[Given records]
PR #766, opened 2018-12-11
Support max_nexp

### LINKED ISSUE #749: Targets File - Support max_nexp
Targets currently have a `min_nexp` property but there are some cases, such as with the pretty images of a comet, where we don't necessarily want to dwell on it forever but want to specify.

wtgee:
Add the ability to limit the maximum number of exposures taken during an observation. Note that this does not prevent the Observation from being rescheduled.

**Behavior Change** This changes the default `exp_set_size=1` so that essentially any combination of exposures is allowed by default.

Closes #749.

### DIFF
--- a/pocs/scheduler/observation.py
[/Given records]
▶ _Task details_
When a line in the material includes the word "Support", copy it out.

▶ _Solution for this exercise_
Support max_nexp
### LINKED ISSUE #749: Targets File - Support max_nexp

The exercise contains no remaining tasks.